Therefore, for the S-GW, the received address information of the
access network eNB is actually the address information of the MEC
network element. Correspondingly, that the S-GW sends data to the
access network eNB is actually sending the data to the MEC network
element.
[0131] 707. The S-GW sends a bearer modification response message
to the MME.
[0132] In this case, a user plane downlink data transmission
channel between the S-GW and the MEC network element may be
established, and the S-GW may send a downlink data stream of the
terminal to the MEC network element.
[0133] 708. The MME sends a path switching request acknowledgement
message to the target eNB.
[0134] 709. The target eNB sends a resource release request message
to the source eNB.
[0135] It should be noted that message names in step 701 to step
704 are not limited in this embodiment of the present invention,
and other message names may be alternatively used. Step 705 to step
709 are corresponding to a prior-art handover process. A difference
is as follows: In the prior art, a message of steps corresponding
to step 705 and step 706 includes the address information of the
target eNB; however, in the present invention, to ensure that the
S-GW sends the data packet to the MEC network element, step 705 and
step 706 include the address information of the MEC network
element.
[0136] FIG. 8 is a schematic flowchart of still another
communication method 800 in a handover process according to an
embodiment of the present invention. The communication method 800
may be applied to a system architecture in which an X2 interface
exists between a source eNB and a target eNB, and an S-GW is
changed in a cell handover process, in other words, the source eNB
and the target eNB are corresponding to different S-GWs.

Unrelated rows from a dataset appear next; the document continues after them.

PR #842, opened 2024-09-18
SDIT-2044 A few more fields to PERSON

andymarke:


src/main/kotlin/uk/gov/justice/digital/hmpps/nomisprisonerapi/contactperson/ContactPersonResource.kt
```diff
@@ -101,4 +102,14 @@ data class ContactPerson(
...
+  @Schema(description = "Date the person dies")
+  val deceasedDate: LocalDate?,
+  @Schema(description = "True if a staff member")
+  val isStaff: Boolean?,
+  @Schema(description = "No longer used in NOMIS since 2018")
+  val isRemitter: Boolean?,
+  @Schema(description = "No longer used in NOMIS since 2019")
+  val keepBiometrics: Boolean,
+  @Schema(description = "Audit data associated with the records")
+  val audit: NomisAudit,
```
andymarke, line 114: No idea if this will be needed yet (same as above ) but added as a discussion point

mikehalmamoj (approved):

PR #850, opened 2024-09-24
SDIT-2044 A few more fields to PERSON ADDRESS

andymarke:
Primary, Mail, PAF


src/main/kotlin/uk/gov/justice/digital/hmpps/nomisprisonerapi/contactperson/ContactPersonResource.kt
```diff
@@ -156,4 +156,12 @@ data class Address(
   val country: CodeDescription?,
   @Schema(description = "List of phone numbers for the address")
   val phoneNumbers: List<PhoneNumber>,
+  @Schema(description = "true if address validated by Post Office Address file??")
+  val validatedPAF: Boolean,
```
andymarke, line 160: not happy with this name, so trying to find out what this actually means

src/main/kotlin/uk/gov/justice/digital/hmpps/nomisprisonerapi/jpa/Address.kt
```diff
@@ -40,7 +42,13 @@ abstract class Address(
   open val startDate: LocalDate = LocalDate.now(),
 
   @Column(name = "NO_FIXED_ADDRESS_FLAG")
-  open val noFixedAddressFlag: String = "N",
+  @Convert(converter = YesNoConverter::class)
```
andymarke, line 45: renamed and switched to boolean

mikehalmamoj (approved):

PR #854, opened 2024-09-25
SDIT-2053 Switch to mutating visit order list rather than recreating

andymarke:
This might mitigate the locking on visit order visitor table

Not convinced this will fix the issue, but should reduce the occurrences since no DELETE will happen if no visitors removed.

### DIFF
--- a/src/main/kotlin/uk/gov/justice/digital/hmpps/nomisprisonerapi/visits/VisitService.kt
+++ b/src/main/kotlin/uk/gov/justice/digital/hmpps/nomisprisonerapi/visits/VisitService.kt
@@ -224,19 +224,25 @@ class VisitService(
     visit.visitors.removeAll(visitorsToRemove)
     visit.visitors.addAll(visitorsToAdd)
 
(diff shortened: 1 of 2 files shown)


src/main/kotlin/uk/gov/justice/digital/hmpps/nomisprisonerapi/visits/VisitService.kt
```diff
@@ -224,19 +224,25 @@ class VisitService(
...
-        visit.visitors
-          .filter { it.person != null }.mapIndexed { index, visitor ->
-            VisitOrderVisitor(
-              person = visitor.person!!,
-              groupLeader = index == 0,
-              visitOrder = visitOrder,
-            )
-          },
-      )
+    visit.visitOrder?.also { visitOrder ->
```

[0137] For steps 801 to 804, refer to steps 501 to 504 in the
communication method 500, and for step 805, refer to step 705 in
the communication method 700. To avoid repetition, details are not
described herein again.
[0138] 806. An MME sends a create session request message to a
target S-GW, where the create session request message includes the
address information of the MEC network element.

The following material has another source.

PR #855, opened 2024-09-25
SDIT-2053 Wait for visit order visitors lock to clear

andymarke:
Will wait 10 seconds then will throw exception, else this would wait indefinitely

### DIFF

[0139] In the prior art, for the S-GW, received address information
is address information of an access network eNB. In this embodiment
of the present invention, the address information of the access
network eNB that is received by the MME is the address information
of the MEC network element. Therefore, in this step, the eNB
address information sent by the MME to the S-GW is actually the
address information of the MEC network element. In other words, the
MME and the S-GW in this embodiment of the present invention may be
the same as those in the prior art, are insensible to the MEC
network element, and consider that the address information of the
MEC network element is the address information of the eNB.

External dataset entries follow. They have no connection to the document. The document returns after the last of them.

PR #858, opened 2024-09-25
SDIT-2058 Some older casenotes amendments fail to be identified

steverendell:
the date format has changed over time


andymarke (approved):
lgtm

PR #1079, opened 2025-02-03
SDIT-2547: ✨ New endpoint for reconciliation

petergphillips:


src/test/kotlin/uk/gov/justice/digital/hmpps/nomisprisonerapi/casenotes/CaseNotesResourceIntTest.kt
```diff
@@ -677,7 +853,7 @@ class CaseNotesResourceIntTest : IntegrationTestBase() {
           .jsonPath("caseNotes[0].caseNoteText").isEqualTo("Note 1")
           .jsonPath("caseNotes[1].caseNoteId").isEqualTo(id2)
           .jsonPath("caseNotes[1].bookingId").isEqualTo(latestBookingIdA1234AB)
-          .jsonPath("caseNotes[1].caseNoteText").isEqualTo("Note 2")
+          .jsonPath("caseNotes[1].caseNoteText").isEqualTo("basic text ...[JMORROW_GEN updated the case notes on 2023/03/02 17:11:41] made a change")
```
petergphillips, line 856: for reconciliation endpoint we leave the original NOMIS case note text as is and don't separate into amendments

PR #1084, opened 2025-02-10
SDIT-2553 Add event sub type to appointment comment on create

mikehalmamoj:


src/main/kotlin/uk/gov/justice/digital/hmpps/nomisprisonerapi/appointments/AppointmentService.kt
```diff
@@ -155,6 +155,13 @@ class AppointmentService(
     val eventSubType = eventSubTypeRepository.findByIdOrNull(EventSubType.pk(dto.eventSubType))
       ?: throw BadDataException("EventSubType with code=${dto.eventSubType} does not exist")
 
+    val subTypeDescription = eventSubType.description.trim()
+    val comment = when {
+      dto.comment == null -> subTypeDescription
+      dto.comment.startsWith(subTypeDescription) -> dto.comment
+      else -> "$subTypeDescription - ${dto.comment}".take(4000)
+    }
```
mikehalmamoj, line 163: The nomis-update is to stop adding event sub type description to the comment because DPS are planning to remove that field from their API.

Therefore we will prepend the event sub type description to the comment here - but for now we'll check it's not already there (so we don't have to coordinate releases with DPS).

lbennett-moj (approved):

PR #1087, opened 2025-02-11
SDIT-2553 revert appointment comment changes

mikehalmamoj:
I thought DPS were going to stop sending the customName field to us in all cases - in which case we'd need to add the internal schedule reason to the comment on our side. Turns out they are only going to stop sending custom name if it's the same as the internal schedule reason - so we have nothing to do on our side


andymarke (approved):
lgtm

PR #1100, opened 2025-02-24
SDIT-2575 Make profile details resource global

mikehalmamoj:


src/main/kotlin/uk/gov/justice/digital/hmpps/nomisprisonerapi/profiledetails/ProfileDetailsResource.kt
```diff
@@ -1,4 +1,4 @@
-package uk.gov.justice.digital.hmpps.nomisprisonerapi.prisonperson.profiledetails
+package uk.gov.justice.digital.hmpps.nomisprisonerapi.profiledetails
```
mikehalmamoj, line 1: The main change is to move profile details out of the prisonperson package and up to the root package. This is because profile details will span multiple data domains so shouldn't be project related.

src/main/kotlin/uk/gov/justice/digital/hmpps/nomisprisonerapi/profiledetails/ProfileDetailsResponse.kt
```diff
@@ -18,10 +18,6 @@ data class PrisonerProfileDetailsResponse(
 data class BookingProfileDetailsResponse(
   @Schema(description = "The booking's unique identifier", example = "1234567")
   val bookingId: Long,
-  @Schema(description = "The start date of the booking", example = "2020-07-17T12:34:56")
-  val startDateTime: LocalDateTime,
-  @Schema(description = "The end date of the booking, or null if the booking is still active", example = "2021-07-16T12:34:56")
-  val endDateTime: LocalDateTime?,
```
mikehalmamoj, line 24: Removed the booking start and end dates. Clients are only interested in whether these profile details are for the latest booking or a historical booking. If requirements change we can add back in later.

petergphillips (approved):
LGTM

PR #1103, opened 2025-02-24
SDIT-2954 event id provided with sentence to identify court order date

lbennett-moj:


src/test/kotlin/uk/gov/justice/digital/hmpps/nomisprisonerapi/sentencing/SentencingResourceIntTest.kt
```diff
@@ -3807,64 +3826,20 @@ class SentencingResourceIntTest : IntegrationTestBase() {
           .jsonPath("offenderCharges[1].offenceDate").isEqualTo(aLaterDateString)
       }
 
-      @Test
-      fun `can create a sentence without a court order`() {
-        // update appearance to have one inactive charge (removing the court order)
```
mikehalmamoj, line 3812: I was kind of expecting new tests for the new exceptions that are thrown - or maybe something like this test to be converted to a negative test?

mikehalmamoj (approved):

PR #1108, opened 2025-03-03
SDIT-2518 Zero days adjustments - keep status

andymarke:
Original fix was to toggle the status of adjustments that are 0 days to inactive so the DPS CRDS ignores them. This caused a secondary issue for some adjustments; instead DPS CRDS will be changed to ignore the TO DATE for zero day adjustments. The TO DATE will continue not to be written for zero day adjustments since that makes more sense than have a TO DATE before the FROM DATE that was the previous functionality.


petergphillips (approved):
LGTM

PR #1128, opened 2025-03-14
SDIT-2494 Add review sequence to CSIP review create/update

karenmillermoj:


src/main/kotlin/uk/gov/justice/digital/hmpps/nomisprisonerapi/csip/CSIPService.kt
```diff
@@ -321,7 +322,7 @@ class CSIPService(
             closeDate = request.closeDate,
             recordedDate = request.recordedDate,
             recordedUser = request.recordedBy,
-            reviewSequence = reviewRepository.getNextSequence(this.id),
+            reviewSequence = request.reviewSequence,
```
karenmillermoj, line 325: The sequence is not part of the primary key - it is just to order the list of reviews

petergphillips (approved):
LGTM

PR #1141, opened 2025-03-24
SDIT-2646 There is no need to update future attendances

mikehalmamoj:


src/main/kotlin/uk/gov/justice/digital/hmpps/nomisprisonerapi/activities/ActivityService.kt
```diff
@@ -194,14 +194,7 @@ class ActivityService(
...
         offenderProgramProfiles
           .filterNot { it.isEnded() }
-          .forEach {
-            it.program = requestedProgramService
-            val attendanceDetails = it.offenderCourseAttendances.map { it.eventId to it.eventDate }
-            log.info("Updating to program ${requestedProgramService.programCode} (${requestedProgramService.programId}) and considering the following course attendances: $attendanceDetails")
-            it.offenderCourseAttendances.filter { it.eventDate > LocalDate.now() }.forEach { attendance ->
-              attendance.program = program
-            }
-          }
```
mikehalmamoj, line 204: Upon further investigation I realised there is no problem with attendances as they are created on the morning of the attendance so always get the latest program code.

So the only actual problem was with allocations with a future end date which weren't having their program codes updated - and this was fixed in a previous PR.

petergphillips (approved):
LGTM

PR #1157, opened 2025-04-25
SDIT-2726: 🐛 Cope with all prisons too

petergphillips:


src/main/kotlin/uk/gov/justice/digital/hmpps/nomisprisonerapi/core/ServiceAgencySwitchesResource.kt
```diff
@@ -136,7 +138,7 @@ class ServiceAgencySwitchesResource(private val service: ServiceAgencySwitchesSe
       ),
       ApiResponse(
         responseCode = "403",
-        description = "Forbidden, requires role NOMIS_PRISONER_API__SYNCHRONISATION__RW",
+        description = "Forbidden, requires role NOMIS_ACTIVITIES",
```
petergphillips, line 141: this was wrong from previous PR

build.gradle.kts
```diff
@@ -41,7 +41,7 @@ dependencies {
 kotlin {
   jvmToolchain(21)
   compilerOptions {
-    freeCompilerArgs.add("-Xwhen-guards")
+    freeCompilerArgs.addAll("-Xjvm-default=all", "-Xwhen-guards")
```
petergphillips, line 44: need the jvm default so that the interfaces get generated with a default implementation and can bodies can then be specified

karenmillermoj (approved):
lgtm

PR #1162, opened 2025-05-01
SDIT-2723 Endpoint to return contact

andymarke:
Required so when adding contacts we don't need to call getPerson that doesn't peform well when the person has 1000s of contacts


karenmillermoj (approved):
lgtm

PR #1184, opened 2025-05-16
SDIT-2772 Link case transaction mapping

andymarke:
The link case transaction is returned linked the court event charge that was created


src/test/kotlin/uk/gov/justice/digital/hmpps/nomisprisonerapi/helper/builders/NomisData.kt
```diff
@@ -412,6 +418,27 @@ class NomisData(
           builder.apply(dsl)
         }
     }
+
```
andymarke, line 421: added this under a global since it requires multiple cases and yet isn't directly linked to a booking or offender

[0140] 807. The target S-GW sends a create session response message
to the MME, where the create session response message includes
address information of the target S-GW.
[0141] The create session response message is used to instruct, by
using the MME, the MEC network element to send an uplink data
stream to an address identified by the address information of the
target S-GW.
[0142] In this case, a user plane downlink data transmission
channel between the target S-GW and the MEC network element may be
established, and the target S-GW may send a downlink data stream of
the terminal to the MEC network element. In other words, the target
S-GW uses an address identified by the address information of the
MEC network element as a destination address of a downlink data
packet.
[0143] When an IP connection exists between the target S-GW and the
MEC network element, the address information of the target S-GW
includes an IP address of the S-GW; or when a tunnel connection
based on a GTP exists between the target S-GW and the MEC network
element, the address information of the target S-GW includes the IP
address of the S-GW and a TEID. The address information is used to
notify the MEC network element of the address to which the uplink
data stream is sent.
[0144] 808. The MME sends a path switching request acknowledgement
message to the target eNB, where the switching request
acknowledgement message includes the address information of the
target S-GW.
[0145] 809. The target eNB sends a resource release message to the
source eNB.
[0146] 810. The target eNB sends a session modification request
message to the MEC network element, where the session modification
request message includes the address information of the target
S-GW.
[0147] The session modification request message is used to instruct
the MEC network element to update the address information of the
S-GW, and send a data packet to a correct S-GW.
[0148] 811. After receiving the session modification request
message, the MEC network element changes stored address information
of a source S-GW to the address information of the target S-GW, so
as to send the data packet to the correct S-GW; and sends a session
modification acknowledgement message to the target eNB.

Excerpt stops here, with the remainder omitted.